Chapter V.--The Opinions of the Philosophers Respecting God.
This was also the case with Heraclitus and his followers, who worshipped fire as the first cause; for this fire others named Hephæstus. The Persian Magi, too, and many of the inhabitants of Asia, worshipped fire; and besides them, the Macedonians, as Diogenes relates in the first book of his Persica. Why specify the Sauromatæ, who are said by Nymphodorus, in his Barbaric Customs, to pay sacred honours to fire? or the Persians, or the Medes, or the Magi? These, Dino tells us, sacrifice beneath the open sky, regarding fire and water as the only images of the gods.
Nor have I failed to reveal their ignorance; for, however much they think to keep clear of error in one form, they slide into it in another.
They have not supposed stocks and stones to be images of the gods, like the Greeks; nor ibises and ichneumons, like the Egyptians; but fire and water, as philosophers. Berosus, in the third book of his Chaldaics, shows that it was after many successive periods of years that men worshipped images of human shape, this practice being introduced by Artaxerxes, the son of Darius, and father of Ochus, who first set up the image of Aphrodite Anaitis at Babylon and Susa; and Ecbatana set the example of worshipping it to the Persians; the Bactrians, to Damascus and Sardis.

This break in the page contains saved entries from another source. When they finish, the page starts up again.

PR #268, opened 2021-11-21
Move to GHA and Makefile improvements

### LINKED ISSUE #245: Automate release to Pypi.
Currently releases are done manually . So I have to:

* update CHANGELOG.md
* update version numbers in pyproject.toml and docs/source/conf.py
* commit changes to master
* tag commit with correct release
* push commit and tag to Github.
* build the packages using `poetry build`
* upload the packages to pypi.org using `twine upload dist/*`

This process should be automate to increase velocity of releases and to make release less dependent on me.

tropxy:
fixes #245

* Improved Makefile to include an helper and checks before installing dependencies;
* Added GitHib actions to automatically run the tests and publish the repo based on semantic versioning.

### DIFF
--- a/.github/workflows/publish-to-pypi.yml
+++ b/.github/workflows/publish-to-pypi.yml
@@ -1,0 +1,34 @@
+name: Publish Python 🐍 distributions 📦 to Switch PyPI
+
+on:
+  push:
+    tags:
+      - "v[0-9]+.[0-9]+.[0-9]+*"
+
+jobs:
+  build-n-publish:
+    runs-on: ubuntu-latest
+    steps:
+    - uses: actions/checkout@master
+    - name: Set up Python 3.10.0
+      uses: actions/setup-python@v2
+      with:
+        python-version: 3.10.0
+
+    - name: Gets the tag version
+      id: context
+      run: |
+        echo ::set-output name=TAG_VERSION::${GITHUB_REF#refs/tags/}
+
+    - name: Setup the Python Environment by installing Poetry
+      uses: ./.github/actions/setup-python-build-env
+
+    - name: Poetry bump version, build and publish
+      shell: bash
+      run: |
+        poetry version $TAG_VERSION
+        poetry update
+        poetry publish --build -u __token__ -p $PYPI_TOKEN
+      env:
+        TAG_VERSION: ${{ steps.context.outputs.TAG_VERSION }}
+        PYPI_TOKEN: ${{ secrets.PYPI_API_TOKEN }}
--- a/Makefile
+++ b/Makefile
@@ -1,20 +1,45 @@
-.PHONY: deps docs test build deploy
+.PHONY: help .install-poetry update install docs tests build deploy
+
+.DEFAULT_GOAL := help
+
+IS_POETRY := $(shell pip freeze | grep "poetry==")
+IS_TWINE := $(shell pip freeze | grep "twine==")
+
+
+help:
+	@echo "Please use 'make <target>' where <target> is one of"
+	@echo ""
+	@echo "  help           outputs this helper"
+	@echo "  build          builds the project .whl with poetry"
+	@echo "  update         updates the dependencies in poetry.lock"
+	@echo "  install        installs the dependencies in the env"
+	@echo "  test           run all the tests and linting"
+	@echo "  deploy         deploys the project using twine (not recommended, only use if really needed)"
+	@echo ""
+	@echo "Check the Makefile to know exactly what each target is doing."
+
 
 export PATH := ${HOME}/.local/bin:$(PATH)
 
-deps:
-	pip install poetry
+.install-poetry:
+	@if [ -z ${IS_POETRY} ]; then pip install poetry; fi
+
+update: .install-poetry
+	poetry update
+
+install: .install-poetry
 	poetry install
 
-docs:
+docs: .install-poetry
 	poetry run sphinx-build -b html docs/source docs/build
 
-test:
+tests: .install-poetry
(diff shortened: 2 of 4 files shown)


.github/workflows/publish-to-pypi.yml
```diff
@@ -0,0 +1,34 @@
...
+      run: |
+        echo ::set-output name=TAG_VERSION::${GITHUB_REF#refs/tags/}
+
+    - name: Setup the Python Environment by installing Poetry
+      uses: ./.github/actions/setup-python-build-env
+
+    - name: Poetry bump version, build and publish
+      shell: bash
+      run: |
+        poetry version $TAG_VERSION
```
OrangeTux, line 29: TIL about `poetry version`.

Makefile
```diff
@@ -1,20 +1,45 @@
...
+
+help:
+	@echo "Please use 'make <target>' where <target> is one of"
+	@echo ""
+	@echo "  help           outputs this helper"
+	@echo "  build          builds the project .whl with poetry"
+	@echo "  update         updates the dependencies in poetry.lock"
+	@echo "  install        installs the dependencies in the env"
+	@echo "  test           run all the tests and linting"
+	@echo "  deploy         deploys the project using twine (not recommended, only use if really needed)"
```
OrangeTux, line 17: Good idea to add a `help` target. Could you order the targets alphabetically to make it a bit more user friendly?

OrangeTux (changes requested):
Looks good!

.github/workflows/publish-to-pypi.yml
tropxy: Well, I think it is easier if the version comes from the released tag, however I see the gap that this causes in respect to the pyproject.toml. Ideally, the CI job would release the tagged version and update the pyproject.toml, but I couldnt find a way to do this... What we can possibly do is to check if the tagged version matches the version in pyproject.toml and if it does not, aborts the upload, what do you think?

>  Note that update CHANGELOG.md and updating __version__ in doc/source/conf.py is also part of a release.
That is right...not sure how to proceed refarding the CHANGELOG.md, is there any check we can do? This is one of the pieces, that I guess, have to be done manually, right?

OrangeTux: > What we can possibly do is to check if the tagged version matches the version in pyproject.toml and if it does not, aborts the upload, what do you think?

I like that solution. You could run `poetry version <version>` and check if the repo is dirty afterwards. If not, continue to upload the project. If the repo is dirty, abort.

.github/workflows/publish-to-pypi.yml
```diff
@@ -0,0 +1,34 @@
+name: Publish 📦 to PyPi 🚀
+
+on:
+  push:
+    tags:
+      - "v[0-9]+.[0-9]+.[0-9]+*"
```
OrangeTux, line 6: I just noticed that this project doesn't prefix the tags with `v`. For sake of consistency, i suggest remove the `v`

OrangeTux (changes requested):

.github/workflows/publish-to-pypi.yml
tropxy: check my changes, please

.github/workflows/publish-to-pypi.yml
tropxy: true, will do so

.github/workflows/publish-to-pypi.yml
tropxy: During my edition before, my answer/question got caught by the quote `>`

> Note that update CHANGELOG.md and updating version in doc/source/conf.py is also part of a release.

That is right...not sure how to proceed refarding the CHANGELOG.md, is there any check we can do? This is one of the pieces, that I guess, have to be done manually, right?

OrangeTux: > .not sure how to proceed regarding the CHANGELOG.md, is there any check we can do?

I think there are tools around to generate a CHANGELOG. But that seem a bit overkill IMHO. Maybe you can print a reminder when one runs `make release` saying: 'Don't forget to update CHANGELOG.md'.

tropxy: all right. We can try to cover that in another PR as I was thinking on adding also isort and black for formatting the code, so we could add that together

OrangeTux: > adding also isort and black

Yes, please!

OrangeTux (dismissed):

.github/workflows/publish-to-pypi.yml
tropxy: Check my code, please. I was able to add the CURRENT_VERSION as a shell variable into the target but I couldnt find a way then to expand it into the sed command, so I had to add the variable at the top of the Makefile

Makefile
```diff
@@ -40,8 +43,10 @@ tests: .install-poetry
 build: .install-poetry
 	poetry build
 
-release:
-	poetry version ${version}
+release: .install-poetry
+	@echo "Please remember to update the CHANGELOG.md, before creating the release tag in GitHub"
```
OrangeTux, line 47: I think a more correct wording would be '... before tagging the release'. You don't need to use Github for tagging a commit (at least, I never do that. I just run `git tag <version>`.

OrangeTux (changes requested):
Good addition.

Makefile
tropxy: done

OrangeTux (approved):

Issue #289, opened 2022-01-14
GetConfiguration object with key set to list of config keys results in AttributeError for remove_nones/ChargePoint.call


shirley-li-powerflex:
OCPP library version: 0.12.0
OCPP Version: 1.6J
Python Version: 3.9.7

I was running my tests in a docker container and noticed that whenever I sent a GetConfiguration request, it would result in an AttributeError while converting a message payload to a call object. This actually wasn't an issue until a day ago. I haven't made any changes in my tests for this particular message. Is this expected or am I doing something wrong? I checked the OCPP 1.6 documentation and the GetConfiguration content in the payload seems to be valid. 

```
$ python3 -m asyncio
asyncio REPL 3.9.7 (default, Oct  1 2021, 23:37:25) 
[Clang 12.0.0 (clang-1200.0.32.29)] on darwin
Use "await" directly instead of "asyncio.run()".
Type "help", "copyright", "credits" or "license" for more information.
>>> import asyncio
>>> from ocpp.charge_point import ChargePoint
>>> cp = ChargePoint("cb_id", None)
>>> from ocpp.v16.call import GetConfigurationPayload
>>> get_config_payload  = GetConfigurationPayload(key=["ClockAlignedDataInterval", "ConnectionTimeOut"])
>>> await cp.call(get_config_payload)
Traceback (most recent call last):
  File "/Users/shirleyli/.pyenv/versions/3.9.7/lib/python3.9/concurrent/futures/_base.py", line 445, in result
    return self.__get_result()
  File "/Users/shirleyli/.pyenv/versions/3.9.7/lib/python3.9/concurrent/futures/_base.py", line 390, in __get_result
    raise self._exception
  File "<console>", line 1, in <module>
  File "/Users/shirleyli/.pyenv/versions/3.9.7/lib/python3.9/site-packages/ocpp/charge_point.py", line 263, in call
    payload=remove_nones(camel_case_payload)
  File "/Users/shirleyli/.pyenv/versions/3.9.7/lib/python3.9/site-packages/ocpp/charge_point.py", line 81, in remove_nones
    new_list.append(remove_nones(item))
  File "/Users/shirleyli/.pyenv/versions/3.9.7/lib/python3.9/site-packages/ocpp/charge_point.py", line 75, in remove_nones
    for k, v in dict_to_scan.items():
AttributeError: 'str' object has no attribute 'items'
```

OrangeTux:
[...]

PR #290, opened 2022-01-14
Fix bug in `remove_nones()` when processing `str`

OrangeTux:
`remove_nones()` only works with `list`s and `dict`s, not with other
iterables like `str`. However, the function didn't properly checked its
input and would crash when passed a `list` of `str`s.

Fixes: #289

### DIFF
--- a/ocpp/charge_point.py
+++ b/ocpp/charge_point.py
@@ -4,6 +4,7 @@ import logging
 import uuid
 import re
 import time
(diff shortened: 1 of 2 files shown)


proelke:
Looks good to me. Oops 😬

OrangeTux:
Fixed in [v0.12.1](https://github.com/mobilityhouse/ocpp/tree/0.12.1).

Let the philosophers, then, own as their teachers the Persians, or the Sauromatæ, or the Magi, from whom they have learned the impious doctrine of regarding as divine certain first principles, being ignorant of the great First Cause, the Maker of all things, and Creator of those very first principles, the unbeginning God, but reverencing "these weak and beggarly elements," [920] as the apostle says, which were made for the service of man. And of the rest of the philosophers who, passing over the elements, have eagerly sought after something higher and nobler, some have discanted on the Infinite, of whom were Anaximander of Miletus, Anaxagoras of Clazomenæ, and the Athenian Archelaus, both of whom set Mind (nous) above Infinity; while the Milesian Leucippus and the Chian Metrodorus apparently inculcated two first principles -- fulness and vacuity. Democritus of Abdera, while accepting these two, added to them images ei dola; while Alcmæon of Crotona supposed the stars to be gods, and endowed with life (I will not keep silence as to their effrontery). Xenocrates of Chalcedon indicates that the planets are seven gods, and that the universe, composed of all these, is an eighth. Nor will I pass over those of the Porch, who say that the Divinity pervades all matter, even the vilest, and thus clumsily disgrace philosophy. Nor do I think will it be taken ill, having reached this point, to advert to the Peripatetics. The father of this sect, not knowing the Father of all things, thinks that He who is called the Highest is the soul of the universe; that is, he supposes the soul of the world to be God, and so is pierced by his own sword. For by first limiting the sphere of Providence to the orbit of the moon, and then by supposing the universe to be God, he confutes himself, inasmuch as he teaches that that which is without God is God. And that Eresian Theophrastus, the pupil of Aristotle, conjectures at one time heaven, and at another spirit, to be God. Epicurus alone I shall gladly forget, who carries impiety to its full length, and thinks that God takes no charge of the world. What, moreover, of Heraclides of Pontus? He is dragged everywhere to the images -- the eidola -- of Democritus.